** Opening Recorded data block **

PR #537, opened 2025-05-07
Make storage account public in CDN basic example

christian-calabrese:


mamu0 (approved):

christian-calabrese:
> why this change? Wouldn't it be better to access the storage account only though the CDN?

Unfortunately, [private link connection from the CDN to the origin](https://learn.microsoft.com/en-us/azure/frontdoor/understanding-pricing#pricing-model-comparison) is available only for the premium SKU, but we use Standard

PR #539, opened 2025-05-07
Add module details in resources tags

christian-calabrese:
This PR introduces consistent tagging for resources created via DX modules by adding DXModuleName and DXModuleVersion. These tags help identify which module and version were used, making it easier to troubleshoot and understand resource origins.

** Closing Recorded data block **

_Problem requirements_:
Could you restate, word for word, every line from the one containing "PR #539, opened 2025-05-07" through the last line of the records above, and nothing more?

_Response for this exercise_:
PR #539, opened 2025-05-07
Add module details in resources tags

christian-calabrese:
This PR introduces consistent tagging for resources created via DX modules by adding DXModuleName and DXModuleVersion. These tags help identify which module and version were used, making it easier to troubleshoot and understand resource origins.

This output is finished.